All was as it should be. And it was then that Anna realised that Nia was part of a family now, and a little less part of her.

It shouldn’t have come as a surprise, or have winded her, especially since she had a family of her own at home, but it did, a little.

Aidan put his hand on Anna’s shoulder, after he’d kissed Nia. ‘Thanks for being here. I know it will have meant the world to her to have you with her.’

Anna shrugged. ‘It was nothing.’

It was what you did for a friend. Anna turned to Nia. ‘I’ll go home now, and wait for news.’ She reached for her friend’s hand. ‘You’re doing brilliantly.’

Nia smiled up at her and Anna knew that she wasn’t really there, not fully. She was exhausted and scared, and she would be until her baby arrived, and then for all the years afterwards. She was a mother.

Anna let herself into the house and stood in the kitchen, boiling the kettle. It felt so empty after the bustle of the hospital. She called Edward at work.

‘Hey. Did she have the baby already?’

‘No, but Aidan arrived so I came away.’

‘Is everything okay?’

‘Hard to say. It should be, I think.’

‘You sound shattered. Why don’t you lie down for a bit? You’ve got a couple of hours before school finishes.’

‘I think I will,’ she said.

She wanted to say something else, about how seeing Nia on the verge of becoming a mother had made her feel rootless, somehow.

How seeing Nia and Aidan acting as a team for this ultimate act of partnership had made her feel as if she’d floated far away from him, her own partner.

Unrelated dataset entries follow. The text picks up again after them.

Issue #234, opened 2018-06-06
typescript-angular: Make the api suffix configurable


macjohnny:
See original issue at https://github.com/swagger-api/swagger-codegen/issues/8281

macjohnny:
@tomvangreen would you like to implement this here at OpenAPI Generator?

tomvangreen:
I have to implement it for swagger codegen, as that is what we use in our project(s) and I cannot change it at this time. But I can see how hard it is to also provide it for openapi-generator. Can't guarantuee anything, but I will see.

macjohnny:
@tomvangreen by the way, migration to openapi-generator is as simple as replacing the dependency in your `pom.xml`:
```xml
<dependency>
    <groupId>org.openapitools</groupId>
    <artifactId>openapi-generator-maven-plugin</artifactId>
    <version>${openapi-generator-version}</version>
</dependency>
```
I did that recently in our project, and it worked like a charm.

I would be happy to review your PR with the changes.

tomvangreen:
I have added two parameters for the typescript angular code generator, serviceSuffix and serviceFileSuffix. I tried running the tests and I get an error, that those two parameters have not been tested. I looked through the repo to try to find out where or how I can test those new parameters, but I am a bit lost.

Can anybody point me in the right direction for this?

macjohnny:
@tomvangreen what is the error message?
@wing328 any idea where to fix this?

tomvangreen:
@macjohnny Sorry, I could have added the message right away. I get this error message:
`Failed tests: 
  TypeScriptAngularClientOptionsTest>AbstractOptionsTest.checkOptionsHelp:61 These options weren't checked: serviceSuffix, serviceFileSuffix.
`

tomvangreen:
I think I got it. I needed to add the parameters in the `TypeScriptAngularClientOptionsProvider`.

tomvangreen:
@macjohnny I think this issue can be closed, as my pull request has been merged. 

But before you close it, maybe I could hijack this issue for another related topic/questsion. One other point of pain for us is the naming of the model classes. The swagger api we are using is also used by other clients and we don't have much control over how the models are tagged/named. 

[...]

PR #418, opened 2018-06-29
typescript-angular: Feature/model suffix

tomvangreen:
### PR checklist

### Description of the PR
I introduced a `modelSuffix` and `modelFileSuffix` parameter in order to add suffixes to the generated models and model file names. Taking the samples from the sample, with this setting you could for example change the model `Pet` in the file `pet.ts` to `PetVm` in the file `pet.vm.ts` by defining the model suffix `Vm` and the model file suffix `.vm`.

The motivation behind this change is to have a clear distincation between generated models and models that are created by a developer. Having the ability to add a suffix to the generated models makes it immediatly obvious of what kind a model is.

I currently see one issue and that is that the class suffix gets also appended to enumeration types. The `StatusEnum` in the `Pet` class will become `StatusVmEnum` if I set the `modelSuffix` option to `Vm`. I will have a look if I find how I can avoid that. 

@TiFu @taxpon  @sebastianhaas @kenisteward @Vrolijkx @macjohnny


tomvangreen:
#234

tomvangreen:
Yes, you are right. You could set the suffix to something invalid. I think this could also be a problem with the filename.

From what I see we have following options:
1. Validate and throw an exception if the name is invalid.
2. Sanitize the input and strip every invalid character and show a warning.
3. Let it run and fail.

I would say because of the filename probably approach 1 or 2 should be used. Better to catch this problem than to let it fail uncontrolled. Do you know of any similar cases in this project and how it is handled there?

tomvangreen:
I added validation for class and file suffixes. As my earlier change with the service suffix has the same problem, I also added the validation for those configurations.

Currently I only allow alpha numeric characters for class suffixes. For file suffixes I additionally allow the characters '.' and '-'. 

If any of the four config values is invalid I throw an IllegalArgument exception and display a message.

modules/openapi-generator/src/main/java/org/openapitools/codegen/languages/TypeScriptAngularClientCodegen.java
```diff
@@ -486,7 +505,44 @@ private String getApiFilenameFromClassname(String classname) {
...
+    }
+
+    private String removeModelSuffixIfNecessary(String name) {
+        if (modelSuffix.length() == 0 || !name.endsWith(modelSuffix)) {
+            return name;
+        }
+        return name.substring(0, name.length() - modelSuffix.length());
     }
 
+    private void validateFileSuffixArgument(String argument, String value) {
```
macjohnny: please add a method description. describe what `argument` and `value` are or rename them to better understand their meaning

modules/openapi-generator/src/main/java/org/openapitools/codegen/languages/TypeScriptAngularClientCodegen.java
```diff
@@ -486,7 +505,44 @@ private String getApiFilenameFromClassname(String classname) {
...
+        if (!value.matches(FILE_NAME_SUFFIX_PATTERN)) {
+            throw new IllegalArgumentException(
+                    String.format("%s file suffix only allows '.', '-' and alphanumeric characters.", argument)
+            );
+        }
+    }
+
+    private void validateClassSuffixArgument(String argument, String value) {
```
macjohnny: same here

TiFu:
Agreed. Thanks for the PR!

macjohnny:
@wing328 could you please add this to the `3.1.0` milestone?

But she didn’t know how to say any of it, so she just said she would see him later and ended the call.

Edward had been right about her being exhausted, but once she was lying in bed with the curtains closed, she felt wide awake again.

She thought about Nia, wondered how she was getting on, whether it was close to being over yet.

It was strange to imagine Nia just entering this world she’d been a part of for more than a decade.

She thought back to her early days as a mother and mostly remembered crying and feeling like she was getting it all wrong.

She remembered Thomas thrashing in her arms, refusing to nap, refusing to feed.

The way she’d wondered whether it had been the right thing to do, whether she’d made a dreadful mistake. She hoped Nia wouldn’t feel like that.

And of course, those thoughts led her back to her own mother, as so often happened.

At her mother’s funeral, Edward had stood beside her with his hand on the small of her back, and she had hated herself for questioning her whole life, including her marriage to him, while he was trying to be there for her.

Her mum had led a lonely, closed-up sort of life, and now it was over, and only a handful of people had come to say their goodbyes.

Was her life so different? She hoped that her style of mothering was more generous and open.

She knew, at heart, that it was. But what about everything else?

Had she made much of a difference to anyone?

Had she done the things she desperately wanted to?

The things that scared her? She pictured Steve, that kiss they’d shared in the kitchen, how it had felt like coming home.

You couldn’t always live for the moment, could you?

Yes, she had been drawn to Steve and she had felt like perhaps she loved him, but she had built her life with Edward.

Wasn’t it the right thing – the responsible thing – to stay true to that?

When she thought of Steve, she couldn’t help but imagine the life the two of them might have lived together, if things had been different.

If she’d turned her back on her marriage and given it a go with him.

She would never know how it might have turned out.

Whether it would have been a dream or a nightmare.

She didn’t know Steve’s habits, his faults.

That was the way things were. You took the chance, or you didn’t. You went one way or another.

Anna’s phone beeped and there was a message from Aidan. ‘He’s here! Everyone’s doing well.’ There was a photo of Nia holding their baby, her face clear and her eyes bright. She looked tired but somehow transformed.